■ EXERCISE: Please copy every line from the following entries in which the word "lldpraw" appears.

[MATERIAL SUPPLIED Boundary: Start]

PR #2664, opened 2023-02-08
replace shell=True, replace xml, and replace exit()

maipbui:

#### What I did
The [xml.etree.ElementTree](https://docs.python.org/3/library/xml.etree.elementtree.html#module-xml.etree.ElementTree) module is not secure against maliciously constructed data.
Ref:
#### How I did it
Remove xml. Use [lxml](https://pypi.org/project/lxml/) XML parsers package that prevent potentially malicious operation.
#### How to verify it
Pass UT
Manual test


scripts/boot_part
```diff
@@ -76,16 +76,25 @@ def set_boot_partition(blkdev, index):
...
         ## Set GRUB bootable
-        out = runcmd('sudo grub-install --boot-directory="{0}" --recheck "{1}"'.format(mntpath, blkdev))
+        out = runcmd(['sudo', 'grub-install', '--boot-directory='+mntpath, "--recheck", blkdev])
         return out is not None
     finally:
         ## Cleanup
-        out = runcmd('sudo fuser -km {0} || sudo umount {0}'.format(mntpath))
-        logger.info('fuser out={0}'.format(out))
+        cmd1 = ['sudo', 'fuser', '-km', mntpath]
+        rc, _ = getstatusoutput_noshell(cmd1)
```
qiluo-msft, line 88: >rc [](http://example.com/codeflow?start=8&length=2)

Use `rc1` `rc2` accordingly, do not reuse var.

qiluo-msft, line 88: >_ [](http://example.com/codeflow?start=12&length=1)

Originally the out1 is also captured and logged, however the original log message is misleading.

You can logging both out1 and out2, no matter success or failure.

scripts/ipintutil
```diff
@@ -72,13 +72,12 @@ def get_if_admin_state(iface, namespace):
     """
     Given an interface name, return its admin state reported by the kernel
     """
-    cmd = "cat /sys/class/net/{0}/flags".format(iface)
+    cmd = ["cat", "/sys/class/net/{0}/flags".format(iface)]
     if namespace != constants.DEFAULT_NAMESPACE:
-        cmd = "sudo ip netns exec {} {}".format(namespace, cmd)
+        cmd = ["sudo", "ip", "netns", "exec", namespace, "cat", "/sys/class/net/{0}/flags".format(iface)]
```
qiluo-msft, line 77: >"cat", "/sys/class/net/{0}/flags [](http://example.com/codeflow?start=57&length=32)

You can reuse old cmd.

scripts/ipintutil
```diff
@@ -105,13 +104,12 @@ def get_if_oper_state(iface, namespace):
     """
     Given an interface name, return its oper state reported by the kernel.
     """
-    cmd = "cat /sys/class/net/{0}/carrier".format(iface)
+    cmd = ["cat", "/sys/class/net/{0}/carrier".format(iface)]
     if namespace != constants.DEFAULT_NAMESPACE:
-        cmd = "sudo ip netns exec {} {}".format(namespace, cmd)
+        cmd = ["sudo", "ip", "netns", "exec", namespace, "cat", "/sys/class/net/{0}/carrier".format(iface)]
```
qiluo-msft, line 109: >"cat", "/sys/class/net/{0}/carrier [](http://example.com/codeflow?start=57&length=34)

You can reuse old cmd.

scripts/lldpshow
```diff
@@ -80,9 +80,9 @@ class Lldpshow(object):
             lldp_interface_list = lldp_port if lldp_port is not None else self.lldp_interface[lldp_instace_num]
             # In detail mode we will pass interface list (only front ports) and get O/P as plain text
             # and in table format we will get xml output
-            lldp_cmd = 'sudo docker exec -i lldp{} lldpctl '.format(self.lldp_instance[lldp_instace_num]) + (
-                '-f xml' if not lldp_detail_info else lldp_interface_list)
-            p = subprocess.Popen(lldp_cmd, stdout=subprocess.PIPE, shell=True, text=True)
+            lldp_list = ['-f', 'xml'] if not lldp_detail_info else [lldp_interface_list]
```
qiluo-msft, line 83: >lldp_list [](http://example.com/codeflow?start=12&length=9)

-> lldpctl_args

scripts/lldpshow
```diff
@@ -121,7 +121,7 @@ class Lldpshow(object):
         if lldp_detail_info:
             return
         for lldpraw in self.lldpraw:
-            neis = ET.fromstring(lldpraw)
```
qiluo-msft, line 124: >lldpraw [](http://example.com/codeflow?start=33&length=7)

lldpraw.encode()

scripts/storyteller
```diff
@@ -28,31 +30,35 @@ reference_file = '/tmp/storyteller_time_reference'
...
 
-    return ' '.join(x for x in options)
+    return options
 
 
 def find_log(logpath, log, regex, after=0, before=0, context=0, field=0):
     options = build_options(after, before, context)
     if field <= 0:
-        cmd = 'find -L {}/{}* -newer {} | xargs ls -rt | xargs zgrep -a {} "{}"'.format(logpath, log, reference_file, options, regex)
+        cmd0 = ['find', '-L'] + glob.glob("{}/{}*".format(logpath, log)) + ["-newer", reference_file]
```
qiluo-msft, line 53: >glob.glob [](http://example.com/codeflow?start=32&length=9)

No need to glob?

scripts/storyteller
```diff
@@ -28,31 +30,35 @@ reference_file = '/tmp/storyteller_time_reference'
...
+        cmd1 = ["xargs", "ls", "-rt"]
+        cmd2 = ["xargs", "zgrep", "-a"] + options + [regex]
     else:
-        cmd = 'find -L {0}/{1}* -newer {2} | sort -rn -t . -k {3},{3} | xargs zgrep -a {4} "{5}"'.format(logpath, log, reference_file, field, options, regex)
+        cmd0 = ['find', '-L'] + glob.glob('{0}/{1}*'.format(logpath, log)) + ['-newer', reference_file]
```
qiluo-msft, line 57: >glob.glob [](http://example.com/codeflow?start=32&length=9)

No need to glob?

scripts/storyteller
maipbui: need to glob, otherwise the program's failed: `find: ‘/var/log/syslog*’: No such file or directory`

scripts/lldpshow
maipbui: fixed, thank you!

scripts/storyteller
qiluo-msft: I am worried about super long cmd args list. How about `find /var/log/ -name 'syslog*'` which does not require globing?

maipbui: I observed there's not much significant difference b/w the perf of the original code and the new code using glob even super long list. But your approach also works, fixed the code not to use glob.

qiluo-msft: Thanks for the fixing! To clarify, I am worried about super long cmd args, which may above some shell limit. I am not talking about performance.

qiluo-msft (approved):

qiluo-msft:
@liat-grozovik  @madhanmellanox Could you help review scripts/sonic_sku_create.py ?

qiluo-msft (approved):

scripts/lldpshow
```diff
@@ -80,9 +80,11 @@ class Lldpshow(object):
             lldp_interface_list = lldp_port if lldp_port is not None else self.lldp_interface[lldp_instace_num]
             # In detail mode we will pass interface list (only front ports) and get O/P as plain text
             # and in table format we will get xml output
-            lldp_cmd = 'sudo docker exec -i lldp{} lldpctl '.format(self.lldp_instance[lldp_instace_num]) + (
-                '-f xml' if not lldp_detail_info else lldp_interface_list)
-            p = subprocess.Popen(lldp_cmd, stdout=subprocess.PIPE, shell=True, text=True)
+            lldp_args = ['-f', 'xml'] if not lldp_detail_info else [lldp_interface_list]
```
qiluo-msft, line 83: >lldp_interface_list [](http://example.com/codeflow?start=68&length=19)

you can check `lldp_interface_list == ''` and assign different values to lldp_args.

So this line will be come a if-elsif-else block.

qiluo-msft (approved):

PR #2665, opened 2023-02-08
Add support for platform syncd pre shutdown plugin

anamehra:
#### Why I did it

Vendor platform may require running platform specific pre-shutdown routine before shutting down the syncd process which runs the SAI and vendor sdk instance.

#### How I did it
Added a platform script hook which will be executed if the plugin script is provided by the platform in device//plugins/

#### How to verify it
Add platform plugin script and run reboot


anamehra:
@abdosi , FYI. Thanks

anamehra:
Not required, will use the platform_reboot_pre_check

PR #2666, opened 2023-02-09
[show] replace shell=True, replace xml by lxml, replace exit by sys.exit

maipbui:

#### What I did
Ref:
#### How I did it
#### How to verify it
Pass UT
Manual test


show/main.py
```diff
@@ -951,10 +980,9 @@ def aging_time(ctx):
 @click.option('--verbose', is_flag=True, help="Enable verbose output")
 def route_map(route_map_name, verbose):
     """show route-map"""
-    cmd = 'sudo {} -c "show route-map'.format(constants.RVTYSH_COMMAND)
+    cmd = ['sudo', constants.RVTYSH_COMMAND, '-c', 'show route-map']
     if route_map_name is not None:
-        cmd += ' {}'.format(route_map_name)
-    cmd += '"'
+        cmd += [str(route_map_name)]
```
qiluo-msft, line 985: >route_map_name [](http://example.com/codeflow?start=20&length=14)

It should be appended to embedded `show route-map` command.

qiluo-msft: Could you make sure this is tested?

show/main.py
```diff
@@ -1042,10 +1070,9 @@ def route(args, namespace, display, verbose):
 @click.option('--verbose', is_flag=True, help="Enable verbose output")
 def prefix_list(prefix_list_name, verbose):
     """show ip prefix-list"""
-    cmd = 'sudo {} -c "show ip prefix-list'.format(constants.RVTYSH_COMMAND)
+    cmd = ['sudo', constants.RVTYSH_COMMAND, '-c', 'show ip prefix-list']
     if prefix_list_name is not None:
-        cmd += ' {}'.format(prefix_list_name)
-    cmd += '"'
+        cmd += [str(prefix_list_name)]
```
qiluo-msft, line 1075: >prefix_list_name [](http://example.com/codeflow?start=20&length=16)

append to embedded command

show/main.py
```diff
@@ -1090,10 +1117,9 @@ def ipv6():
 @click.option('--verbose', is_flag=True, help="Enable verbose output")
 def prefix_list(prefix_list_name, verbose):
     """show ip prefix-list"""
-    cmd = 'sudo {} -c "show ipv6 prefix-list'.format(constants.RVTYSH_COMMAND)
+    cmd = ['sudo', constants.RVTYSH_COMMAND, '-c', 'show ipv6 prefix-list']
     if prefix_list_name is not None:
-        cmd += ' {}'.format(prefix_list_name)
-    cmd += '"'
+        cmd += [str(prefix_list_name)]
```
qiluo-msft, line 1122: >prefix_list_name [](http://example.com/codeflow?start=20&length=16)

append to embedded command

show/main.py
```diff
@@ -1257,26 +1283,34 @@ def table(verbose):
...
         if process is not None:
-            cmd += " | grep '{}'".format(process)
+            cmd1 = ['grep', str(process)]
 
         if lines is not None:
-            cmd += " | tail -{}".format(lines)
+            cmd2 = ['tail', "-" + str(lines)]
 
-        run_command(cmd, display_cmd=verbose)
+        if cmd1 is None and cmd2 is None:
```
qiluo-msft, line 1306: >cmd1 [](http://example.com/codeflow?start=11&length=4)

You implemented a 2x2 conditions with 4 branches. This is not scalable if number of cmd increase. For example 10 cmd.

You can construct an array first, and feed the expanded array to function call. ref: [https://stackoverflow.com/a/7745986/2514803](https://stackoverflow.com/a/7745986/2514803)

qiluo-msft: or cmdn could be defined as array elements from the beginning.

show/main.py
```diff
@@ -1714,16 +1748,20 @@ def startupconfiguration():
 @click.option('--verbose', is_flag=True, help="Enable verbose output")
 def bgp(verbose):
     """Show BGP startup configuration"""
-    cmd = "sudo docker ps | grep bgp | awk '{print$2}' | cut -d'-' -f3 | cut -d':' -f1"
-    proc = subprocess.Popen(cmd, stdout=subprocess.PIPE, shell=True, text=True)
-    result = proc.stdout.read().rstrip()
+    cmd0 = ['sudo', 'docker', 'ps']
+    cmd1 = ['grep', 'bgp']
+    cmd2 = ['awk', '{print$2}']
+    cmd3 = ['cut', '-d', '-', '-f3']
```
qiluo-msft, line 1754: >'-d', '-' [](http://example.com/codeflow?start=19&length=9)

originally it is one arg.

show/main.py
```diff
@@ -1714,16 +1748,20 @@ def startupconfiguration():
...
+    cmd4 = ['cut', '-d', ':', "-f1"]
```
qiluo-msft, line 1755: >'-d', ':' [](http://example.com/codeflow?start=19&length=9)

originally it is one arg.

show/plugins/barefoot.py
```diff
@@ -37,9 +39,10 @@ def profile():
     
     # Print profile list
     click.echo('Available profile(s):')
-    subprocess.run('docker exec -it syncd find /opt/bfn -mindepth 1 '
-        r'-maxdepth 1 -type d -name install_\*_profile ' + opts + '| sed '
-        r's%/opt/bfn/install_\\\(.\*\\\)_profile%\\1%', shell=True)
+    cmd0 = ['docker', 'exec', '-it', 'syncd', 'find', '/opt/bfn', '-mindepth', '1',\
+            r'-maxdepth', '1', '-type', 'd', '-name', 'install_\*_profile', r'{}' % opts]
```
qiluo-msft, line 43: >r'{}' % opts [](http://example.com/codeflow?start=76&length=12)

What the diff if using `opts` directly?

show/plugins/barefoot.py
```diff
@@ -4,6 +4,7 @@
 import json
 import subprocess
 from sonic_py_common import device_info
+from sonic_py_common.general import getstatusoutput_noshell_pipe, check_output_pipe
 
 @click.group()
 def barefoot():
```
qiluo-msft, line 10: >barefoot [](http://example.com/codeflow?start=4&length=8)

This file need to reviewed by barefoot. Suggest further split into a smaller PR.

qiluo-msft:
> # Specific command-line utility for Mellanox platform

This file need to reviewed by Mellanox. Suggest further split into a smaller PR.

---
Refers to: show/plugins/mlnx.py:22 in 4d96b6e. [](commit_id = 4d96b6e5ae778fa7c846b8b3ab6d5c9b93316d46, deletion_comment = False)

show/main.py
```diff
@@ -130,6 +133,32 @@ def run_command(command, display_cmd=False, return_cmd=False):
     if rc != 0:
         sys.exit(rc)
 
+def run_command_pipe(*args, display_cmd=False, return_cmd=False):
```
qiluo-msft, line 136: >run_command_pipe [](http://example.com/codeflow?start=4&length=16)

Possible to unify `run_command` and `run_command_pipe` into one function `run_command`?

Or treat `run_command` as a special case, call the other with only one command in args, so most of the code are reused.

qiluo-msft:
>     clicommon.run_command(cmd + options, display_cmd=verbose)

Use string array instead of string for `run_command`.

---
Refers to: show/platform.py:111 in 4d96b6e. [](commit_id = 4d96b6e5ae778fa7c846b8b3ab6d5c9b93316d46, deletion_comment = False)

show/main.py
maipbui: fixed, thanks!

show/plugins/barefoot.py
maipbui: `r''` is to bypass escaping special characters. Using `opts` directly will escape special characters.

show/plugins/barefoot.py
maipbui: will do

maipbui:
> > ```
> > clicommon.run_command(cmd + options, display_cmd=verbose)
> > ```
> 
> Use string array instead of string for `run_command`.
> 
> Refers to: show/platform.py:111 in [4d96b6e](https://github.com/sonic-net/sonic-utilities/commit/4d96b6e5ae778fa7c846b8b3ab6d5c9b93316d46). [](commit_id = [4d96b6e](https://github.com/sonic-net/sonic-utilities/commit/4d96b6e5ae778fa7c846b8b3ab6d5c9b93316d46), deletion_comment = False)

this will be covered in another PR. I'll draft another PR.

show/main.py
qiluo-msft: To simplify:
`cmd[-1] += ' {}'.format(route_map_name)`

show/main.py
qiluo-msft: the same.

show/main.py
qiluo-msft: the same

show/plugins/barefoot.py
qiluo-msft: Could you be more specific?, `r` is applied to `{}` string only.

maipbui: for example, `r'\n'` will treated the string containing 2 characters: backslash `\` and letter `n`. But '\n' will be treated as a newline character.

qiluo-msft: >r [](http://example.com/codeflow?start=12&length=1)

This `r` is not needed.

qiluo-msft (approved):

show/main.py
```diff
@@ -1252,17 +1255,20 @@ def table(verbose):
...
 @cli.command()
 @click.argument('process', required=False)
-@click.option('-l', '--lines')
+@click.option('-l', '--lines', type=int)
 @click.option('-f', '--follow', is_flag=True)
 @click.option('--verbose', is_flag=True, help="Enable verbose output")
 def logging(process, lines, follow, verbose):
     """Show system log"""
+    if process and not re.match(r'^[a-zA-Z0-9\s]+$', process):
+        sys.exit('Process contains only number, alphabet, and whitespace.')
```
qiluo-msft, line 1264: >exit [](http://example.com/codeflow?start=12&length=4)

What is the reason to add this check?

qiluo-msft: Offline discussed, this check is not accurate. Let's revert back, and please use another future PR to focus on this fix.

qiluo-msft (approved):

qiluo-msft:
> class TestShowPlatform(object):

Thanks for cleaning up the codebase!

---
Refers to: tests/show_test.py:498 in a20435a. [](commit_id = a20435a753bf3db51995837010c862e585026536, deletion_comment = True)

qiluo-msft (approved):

[MATERIAL SUPPLIED Boundary: End]

■ EXERCISE ANSWER:
         for lldpraw in self.lldpraw:
-            neis = ET.fromstring(lldpraw)
qiluo-msft, line 124: >lldpraw [](http://example.com/codeflow?start=33&length=7)
lldpraw.encode()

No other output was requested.